For the last few days - I’m writing these notes in mid-October - I’ve been intrigued by a very smart, queen buff-tailed bumblebee who is visiting the salvia flowers in my garden. She’s a hefty insect and so she looks very clumsy when she tries unsuccessfully to force her way inside the lip of each long, narrow flower to drink nectar. But this bee is canny. Instead, she bites a hole at the base of the flower near to the nectaries, a short-cut to an energy-filled meal. However, the anthers holding the pollen are at the salvia flower’s mouth and she bypasses these, avoiding fulfilling her part of the deal, which is to pollinate the plant. It’s bumblebee 1 - salvia 0!
Thieving bumblebees
I’m fascinated by this behaviour because I wonder how she knows how to become an expert robber without watching other bumblebees. Although I’ve seen other buff-tailed bumblebees do this in summer, they are long gone and she has had to work things out for herself. Is flower-robbing an instinctive behaviour or passed on genetically or is she just a gifted bumblebee?

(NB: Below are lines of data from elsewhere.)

PR #1124, opened 2016-09-22
Avoid spurious downloads during dependency management

stevendanna:
Before, a URL based source might be downloaded multiple times during the
dependency fetching and lockfile creation. This commit tries to avoid
this by:

1) Memoizing data about the archive to avoid re-fetching the archive

2) Adding a CachedFetcher wrapper around the fetcher class to help
ensure that callers always consult the cache before fetching.

### DIFF
--- a/lib/inspec/dependencies/requirement.rb
+++ b/lib/inspec/dependencies/requirement.rb
@@ -1,5 +1,5 @@
 # encoding: utf-8
-require 'inspec/fetcher'
+require 'inspec/cached_fetcher'
 require 'inspec/dependencies/dependency_set'
 require 'digest'
 
@@ -82,9 +82,7 @@ module Inspec
     end
 
     def fetcher
-      @fetcher ||= Inspec::Fetcher.resolve(opts)
-      fail "No fetcher for #{name} (options: #{opts})" if @fetcher.nil?
-      @fetcher
+      @fetcher ||= Inspec::CachedFetcher.new(opts, @cache)
     end
 
     def dependencies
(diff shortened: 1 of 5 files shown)


lib/inspec/dependencies/requirement.rb
```diff
@@ -94,17 +92,18 @@ def dependencies
...
+      return @profile if ! @profile.nil?
+
       opts = @opts.dup
-      opts[:cache] = @cache
       opts[:backend] = @backend
       if !@dependencies.nil?
         opts[:dependencies] = Inspec::DependencySet.from_array(@dependencies, @cwd, @cache, @backend)
       end
-      @profile ||= Inspec::Profile.for_target(opts, opts)
+      @profile = Inspec::Profile.for_fetcher(fetcher, opts)
```
chris-rock, line 106: I was thinking about this for a while, since it now deviated from our CLI code. We are using a separate mechanism for `inspec json` now.

stevendanna: Can you rephrase this comment? I'm don't understand what you are trying to indicate.

stevendanna: Discussion: We are going to leave for_fetcher() but change it so that for_target calls for_fetcher so that it is hard to introduce drifting behavior between the two, this will require the fetcher to expose the original target via an attr_accessor.

stevendanna: This is done now.

lib/inspec/profile.rb
```diff
@@ -72,9 +35,14 @@ def self.for_path(path, opts)
       new(reader, opts)
     end
 
+    def self.for_fetcher(fetcher, opts)
+      path, writable = fetcher.fetch
+      for_path(path, opts.merge(target: fetcher.target, writable: writable))
```
chris-rock, line 40: wouldn't it be better to attach the fetcher to the profile and just read the target then from the fetcher?

stevendanna: @chris-rock My plan was to do soemthing like that in a follow up PR since I think that is ultimately what we need to do to remove the Requirement class.

chris-rock: Alright, lets go for that approach

chris-rock:
Thanks @stevendanna for this improvement.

On Day 2 (October 8) she appears with her pollen baskets full of golden pollen, not from the salvias but from another unknown flower. This is very strong evidence that she is founding a colony nearby and is taking pollen back for the young grubs, which will become workers. Normally the local queen bumblebees sleep through autumn and winter and found their colonies in spring but it looks as this queen is carrying on as normal because there are enough autumn flowers to sustain her and her brood.
On Day 3 (October 9) the plot thickens. A fresh worker buff-tailed bumblebee appears at the salvia clump, proving that there is a nest nearby. Is this evidence of a second autumn colony? I will keep watching!